The 2012 CDP Water Report was supported by 470 investors representing US$50 trillion in assets. This level of support, up from 137 in 2010, has been rising as shown by the chart below.
We are excited to see investors and shareholders increasingly aware of the risks and opportunities water issues represent within their portfolios. We see they increasingly are looking for the means to address pollution and build long-term resilience to flooding and drought into business planning. (Read more on what investors say about water risk here.)
Stock exchanges in the region are also taking notice. The Hong Kong Exchanges (HKEx) announced in August last year that it is stepping up disclosure with new ESG disclosure requirements and KPIs. The new ESG Guidelines for listed companies encourages issuers with a financial year ending after 31 December 2012 to implement the ESG rules and indicates that the HKEx plans to raise the level of obligation to ”comply or explain” by 2015. (Read more here)

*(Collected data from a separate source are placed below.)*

PR #136, opened 2019-09-29
createClient(): request parameter -> opt parameter

derhuerst:


retry.js
```diff
@@ -13,7 +13,9 @@ const retryDefaults = {
 const withRetrying = (createClient, retryOpts = {}) => {
 	retryOpts = Object.assign({}, retryDefaults, retryOpts)
 
-	const createRetryingClient = (profile, userAgent, request = _request) => {
+	const createRetryingClient = (profile, userAgent, opt = {}) => {
+		const {request} = Object.assign({request: _request}, opt)
```
juliuste: You could move this to a `defaults` variable to be consistent with `index.js` (or even move this into its own function, since it's used three times), but I don't mind if you don't.

throttle.js
```diff
@@ -5,9 +5,15 @@ const throttle = require('p-throttle')
 const _request = require('./lib/request')
 
 const withThrottling = (createClient, limit = 5, interval = 1000) => {
-	const createThrottledClient = (profile, userAgent, request = _request) => {
+	const createThrottledClient = (profile, userAgent, opt = {}) => {
+		const {request} = Object.assign({request: _request}, opt)
```
juliuste: same as above

retry.js
derhuerst: Labeling this object as `defaults` sounds like it represents all options that `createClient` from `index.js` knows about. All I want to do here get the `request` fn if it has been passed in.

derhuerst: I could also change the line below to `const request = 'request' in opt ? opt.request : _request`.

Issue #146, opened 2020-01-24
Improve find-in-tree.js


simlu:
- object-scan has a callback method "filterFn" that exposes the parent (no need to loop through the results again)
- object-scan has a "joined" flag, so there is no need to use lodash toPath

https://github.com/public-transport/hafas-client/blob/42b2a8a7bfd163504317279b967aa64e81996247/lib/find-in-tree.js#L14

simlu:
Something like
```js
const findInTree = (tree, selector, onResult) => {
  scanner([selector], {
    joined: false,
    filterFn: (key, value, { parents }) => {
      onResult(value, parents[0], key);
    }
  })(tree);
}
```
(untested)

derhuerst:
PR welcome!

> (untested)

The tests should tell you wether you broke it. 😉

simlu:
@derhuerst Would be great if you could set up CI, so I can do it and test right through Github 😉

simlu:
I've created the pr. How do we get Travis to run against it?

simlu:
@derhuerst Pr is up 👍 Looks like there is no eslint test (the formatting I've used should probably fail) and the e2e test also failed?

Please do take a look

PR #147, opened 2020-01-26
chore: improved performance

simlu:
closes https://github.com/public-transport/hafas-client/issues/146

### DIFF
--- a/lib/find-in-tree.js
+++ b/lib/find-in-tree.js
@@ -1,8 +1,6 @@
 'use strict'
 
 const scanner = require('object-scan')
-const toPath = require('lodash/toPath')
-const get = require('lodash/get')
 
 // For all items in `tree` matching a path selector specified
 // in `selector`, call `onResult` with the item, its parent and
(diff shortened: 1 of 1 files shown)


derhuerst:
> Looks like there is no eslint test (the formatting I've used should probably fail) [...]?

Please just follow the style specified in `.editorconfig`: use tabs for JavaScript. Other than that, I don't have strong (enough) opinions about the style to add ESLint, your code style is fine to me.

> Looks like [...] the e2e test also failed?

Yes, that is the currently the case, unfortunately. You didn't break it though, and the "unit" tests (using fixtures) are passing. Testing against actual live transit systems in a reliable way is really hard.

simlu:
@derhuerst Sounds good. I did this pr on my phone, so didn't have tabs available...

Regarding e2e tests: Please take a look at node-tdd. It uses nock under the hook and should be exactly what you want for e2e testing (rerecord when necessary, but otherwise run against recordings). No need for stubbing as that is just a pain. We use node-tdd for thousands of tests and it is really well tested (and should be ok documented)

simlu:
updated

simlu:
Opened a ticked here regarding e2e for your consideration: https://github.com/public-transport/hafas-client/issues/148

derhuerst:
Merged! 🎉 Do you want to mentioned in the [`contributors` section](https://github.com/public-transport/hafas-client/blob/cf69ff4bc817bb45f721ed98663adefcebbab593/package.json#L17-L19)? If yes, how?

simlu:
@derhuerst All good. If I contribute more we can talk about it :)

PR #150, opened 2020-02-06
add VSN profile

n0emis:


p/vsn/index.js
```diff
@@ -0,0 +1,37 @@
...
+	transformReqBody,
+
+	products: products,
+
+	trip: true,
+	radar: true,
+	refreshJourney: true,
+	reachableFrom: true,
+
+	departuresGetPasslist: false,
```
derhuerst: Just asking to make sure: Did you copy-paste these flags, or did you check if the endpoint indeed doesn't support them?

derhuerst:
Thanks for your PR!

derhuerst:
If you have the resources, it would be great if you can add basic end-to-end tests covering the VSN endpoint.

Unfortunately, the E2E test code is not in a very good shape, and you need to copy-paste a lot of boilerplate. I suggest you to copy from the [`cfl` tests](https://github.com/public-transport/hafas-client/blob/master/test/e2e/hvv.js).

p/vsn/index.js
n0emis: ah, thanks for asking. Unfortunately I only partially tested the functionality; fixed with f6b694e

n0emis:
> Thanks for your PR! Do you want to be mentioned as a [collaborator in `package.json`](https://github.com/public-transport/hafas-client/blob/4837c2309ed0ac9f89dcf9724fcdc0234995eb85/package.json#L17-L19)? If yes, how?

yes, please: `n0emis <n0emis@noemis.me>`. Shall I add it myself?

derhuerst:
> yes, please: `n0emis <n0emis@noemis.me>`. Shall I add it myself?

Go ahead!

p/vsn/index.js
```diff
@@ -11,6 +11,21 @@ const transformReqBody = (ctx, body) => {
 	return body
 }
 
+const formatRefreshJourneyReq = (ctx, refreshToken) => {
+	const {profile, opt} = ctx
+
+	return {
+		meth: 'Reconstruction',
+		req: {
+			outReconL: [{ctx: refreshToken}],
```
derhuerst: It would be very interesting to know wether this is a change that all HAFAS endpoints with e.g. version `1.24`, or wether this is VSN-specific.

Do you know @marudor?

test/e2e/vsn.js
```diff
@@ -0,0 +1,242 @@
...
+const journeysFailsWithNoProduct = require('./lib/journeys-fails-with-no-product')
+const testDepartures = require('./lib/departures')
+const testArrivals = require('./lib/arrivals')
+
+const when = createWhen('Europe/Berlin', 'de-DE')
+
+const cfg = {
+	when,
+	products,
+	minLatitude: 47.24,
```
derhuerst: Adapt these to a reasonably large bounding box around the VSN service area. The intention here is to catch bogus values (e.g. `{latitude: 0, longitude: 0}` for VSN), so make it rather large.

test/e2e/vsn.js
```diff
@@ -0,0 +1,242 @@
...
+	maxLatitude: 52.9,
+	minLongitude: -0.63,
+	maxLongitude: 14.07
+}
+
+const _validateLine = createValidateLine(cfg)
+const validateLine = (validate, l, name) => {
+	if (!l.direction) l = Object.assign({}, l, {direction: 'foo'})
```
derhuerst: This code is in place because the CFL endpoint sometimes doesn't return a `direction`. Although I told you to copy the `cfl` tests, you can remove this code, unless you noticed that the `vsn` endpoint does the same.

Same with the `validateJourneyLeg` & `validateMovement` overrides.

test/e2e/vsn.js
```diff
@@ -0,0 +1,242 @@
...
+		validate,
+		fromId: kornmarkt,
+		toId: ewaldstrasse
+	})
+	t.end()
+})
+
+// todo: journeys, only one product
+
+test('journeys – fails with no product', (t) => {
```
derhuerst: Asserting this as part of the E2E tests doesn't make sense, it's a leftover of the crufty test code that I mentioned. You can remove it.

test/e2e/vsn.js
```diff
@@ -0,0 +1,191 @@
...
+const assert = require('assert')
+const tapePromise = require('tape-promise').default
+const tape = require('tape')
+const isRoughlyEqual = require('is-roughly-equal')
+
+const {createWhen} = require('./lib/util')
+const createClient = require('../..')
+const vsnProfile = require('../../p/vsn')
+const products = require('../../p/vsn/products')
+const {
```
derhuerst: Remove these, AFAICT they're not needed.

n0emis: hmm, without them, the code will not run...

derhuerst: But they're not used in the file.

derhuerst: I will remove this when merging.

derhuerst:
Merged and published as `hafas-client@5.1.0`. 🎉

PR #154, opened 2020-02-20
fix: performance improvements

simlu:


lib/scanner.js
```diff
@@ -0,0 +1,22 @@
+'use strict';
+
+const assert = require('assert');
+const objectScan = require('object-scan');
+
+// Scan object and pre-compute results for provided needles (see object-scan for syntax)
+// Results are accessed per needle through callback function 'onResult'
+
+module.exports = (haystack, needles) => {
+	const precomputed = needles.reduce((p, c) => Object.assign(p, { [c]: [] }), {});
```
derhuerst: As this mutates `p` *anyways*, and as `precomputed` is local to the function, I prefer a for loop because of legibility.

Also, this uses `Object.create(null)` to allow for needles that clash with any field in the object prototype chain (e.g. `valueOf`).

```suggestion
	const precomputed = Object.create(null)
	for (const needle of needles) precomputed[needle] = []
```

simlu: I'm ok with doing a loop here. I love to chain functions, which is why I usually don't use them.

Regarding `Object.create(null)`: I'm really not sure how this could possible cause any issues. Everything seems perfectly safe when using `{}` instead of Object.create(null). Can you please explain?

simlu:
> > However currently the newly created branches are not scanned.
> 
> That's not necessary. The parsing logic doesn't add any _new_ references that need to be resolved.
> 
> I'm not really comfortable with the `Scanner(haystack, needles)(needle, onResult)` API though:
> 
> * Calling the inner function _looks_ like it would scan at that point, even though it has already scanned at the outer call.

I agree. I did this in anticipation that we might need to rescan the added branch. Since that is not necessary we can simplify.

> * Making the inner function throw when `needle` is not in `needles` is unintuitive.

It's an assert, not a throw. Ideally this could get removed in a compile step if so desired. 

`Assertions should only be used to verify conditions that should be logically impossible to be false (read: sanity checks).` [Reference](https://softwareengineering.stackexchange.com/questions/15515/when-to-use-assertions-and-when-to-use-exceptions)

I started really embracing asserts in the last few years since it makes debugging so much easier. However I agree that after refactoring this is no longer needed in this particular case.

> 
> Let's have a single function `scan` that returns an object `{[needle]: [{val, parent}]}`:
> 
> ```js
> const references = scan(res, {
> 	oprX: '**.oprX',
>  	icon: '**.icoX',
>  	prodX: '**.prodX',
>  	pRefL: '**.pRefL',
>  	locX: '**.locX',
> 	aniFLocX: '**.ani.fLocX',
> 	aniTLocX: '**.ani.tLocX',
> 	fLocX: '**.fLocX',
> 	tLocX: '**.tLocX',
> 	remX: '**.remX',
> 	himX: '**.himX',
> 	polyXL: '**.polyG.polyXL',
> })
> // …
> for (const {val: idx, parent}) {
> 	if ('number' === typeof idx) parent.operator = common.operators[idx]
> }
> // …
> ```

Agreed

simlu:
I've updated the PR, but did have a few comments. Please let me know what you think. Cheers!

lib/scanner.js
```diff
@@ -0,0 +1,21 @@
+'use strict';
+
+const objectScan = require('object-scan');
+
+// Scan object and pre-compute results for provided needles (see object-scan for syntax)
+// Results are accessed per needle through callback function 'onResult'
```
simlu: Need to fix this comment

lib/scanner.js
simlu: If I understand correctly: If you forget to add a prototype needle you can still access this where the result is used without getting undefined. Is that what you meant?

lib/scanner.js
```diff
@@ -0,0 +1,22 @@
+'use strict';
+
+const objectScan = require('object-scan');
+
+// Traverses object and returns object containing all matches of form:
+// { [needle]: [match, ...] } where match is [value, parents]
+// Refer to object-scan for needle syntax
```
simlu: Would you be ok with removing this comment entirely? I mean it's very obvious from how it's used and comment always get outdated (I comment very little these days and mostly on things that are not easily deduced from looking at the code).

simlu:
@derhuerst Ready for review again

lib/scanner.js
derhuerst: If you use a plain object with the default prototype chain, access using keys like `toString` & `valueOf` won't give `undefined`; `toString` is one of the more obvious cases where even authors of consuming code might be cautious, but there are more subtle cases.

To prevent this, one can either use a `Map`, or `Object.create(null)` to create an object without any prototype.

lib/scanner.js
derhuerst: Yes, it can be removed. The interesting part is possible `needle` syntaxes, and those shouldn't be documented here.

simlu: done

lib/scanner.js
```diff
@@ -0,0 +1,18 @@
+'use strict';
+
+const objectScan = require('object-scan');
+
+module.exports = (haystack, needles) => {
```
derhuerst: Please give the function the name `findInTree`, for better stack trace readability.

simlu: done

PR #292, opened 2023-05-11
apply leg-wide remarks if `opt.stopovers` is false

traines-source:
I noticed that when stopovers=false, the remarks are missing entirely from journey legs.

Was there any reason to not just parse them? Maybe because it gets too bloated (loads of Komfort-Checkins, bicycle conveyance etc.)?


derhuerst:
> I noticed that when `stopovers=false`, the remarks are missing entirely from journey legs. Was there any reason to not just parse them? […]

I can't remember any reason. Thanks for this PR.

test/db-journey-polyline.js
```diff
@@ -23,7 +23,7 @@ const opt = {
 	bike: false,
 	tickets: true,
 	polylines: true,
-	remarks: true,
+	remarks: false,
```
derhuerst, line 26: I assume that you change `opt.remarks` to `false` whenever adding the expected remarks to the fixture(s) would have been too cumbersome?

traines-source: Yes, at least it was easier to set it to `false`, and I figured it would not be a bad idea to have some variance and also test the `false` behaviour somewhere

Investors are not focused on risk alone but also see opportunity in the sector. Research by Frontier Economics for HSBC exploring the links between water and economic growth showed that every US$1 invested in water infrastructure can deliver nearly US$5 of wider economic as well as social and environmental benefits.6 For more see ‘Big Spender: Buying up Water.’
It looks like companies are also catching on. 71% of CDP Water responders reported opportunities that had the potential to generate a substantial change in their business operation, revenue or expenditure. Opportunities are identified through cost savings, sale of new products or services and increased brand value. It was surprising that 78% of these opportunities were expected to occur now or within the next five years, some with a sales potential of more than €800 million by 2020.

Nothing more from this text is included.